Upstairs in the kitchen, there’s a man with blond stubble and bed head standing at the sink in sweat pants, dirty white socks, and a lacrosse T-shirt, trying to open a package of bacon with the tip of a foot-long carving knife.
“Let me do that, honey,” Dr. Carol says, going over and taking the knife from him.
He watches her do his work for him and I realize that he’s her other son, Skye. Seeing how old he is makes me feel old. He’s stringy, not much body fat. He probably runs. He’s taller than I am, longer reach, good stamina; I could take him but I’d need to get in my first hits fast and make them count. These are the things I notice, not that he’s attractive for his age, not that he’s got a good chin.
“Why are you still here?” Pax asks, materializing on the other side of the counter, lipping a piece of toast.
“Because she is our guest,” Dr. Carol says. “Elbows.”
He takes his elbows off the counter and goes back to sucking his toast.
“Not my guest,” he says.
“Not mine, either,” Skye says from the sink. “I didn’t know you let patients into the house.”
“You both need to be respectful, Skye,” Dr. Carol says, finally getting the bacon open and taking it to the stove.
“Make sure you cook it long enough,” Pax says. “Extra crispy.”
It’s degrading to watch the woman who hauled us
back from the brink reduced to the status of waitress for her children. Eventually they won’t have their mother to be their short-order cook and laundress and maid. They’ll have to trick some poor woman into marrying them to get all that for free again.
Dr. Carol makes scrambled eggs, bacon, whole wheat toast, and mango smoothies. I stick with fruit. I prefer my food prepackaged and when I’m in an unsafe environment the closest I can get is fruit.
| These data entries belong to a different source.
PR #2306, opened 2023-02-03
Rename Rust server codegen plugins

david-perez:
Rename `RustCodegenServerPlugin` to `RustServerCodegenPlugin`, for
consistency with `RustClientCodegenPlugin`. This is a better name, since
the plugin is named `rust-server-codegen`.

This commit also renames `PythonCodegenServerPlugin` to
`RustServerCodegenPythonPlugin` for the same reasons.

Everyone sits at the table except Pax, who stays on his stool, spinning lazily from side to side, smacking his toast with his mouth open so I can see gummy brown gobs of bread. He’s looking at his brother when he starts to smirk. Skye smiles.
“What is it?” Dr. Carol asks, wanting to be let in on the joke.
“Pax has something to say,” Skye says.
“No,” Pax says, shaking his head, clapping one hand over his mouth.
“Don’t be shy, Pax,” Dr. Carol encourages him.
Pax looks over at me and tries to keep a straight face.
“Nice rack,” he says, then falls off his chair giggling.
Something inside my chest tightens.
“Pax!” Dr. Carol says, genuinely shocked. “That is not nice.”
I haven’t seen one of those T-shirts in a long time, but clearly someone’s been googling me. I refuse to let this useless little boy get under my skin.
“It’s all right,” I say to Dr. Carol. Then I level my gaze on Pax. “You want to see the scars? You want to see how funny they look?”
Dr. Carol doesn’t know how to navigate this situation. Pax senses his mom’s discomfort and stops laughing.
I cross my arms at the wrist and grab the hem of my T-shirt. “I don’t mind showing you if you’re that interested.”
“Go upstairs and get ready for school, Pax,” Dr. Carol says.
We all watch him go. At the bottom of the stairs he looks back, sees us all watching him, then turns and runs upstairs.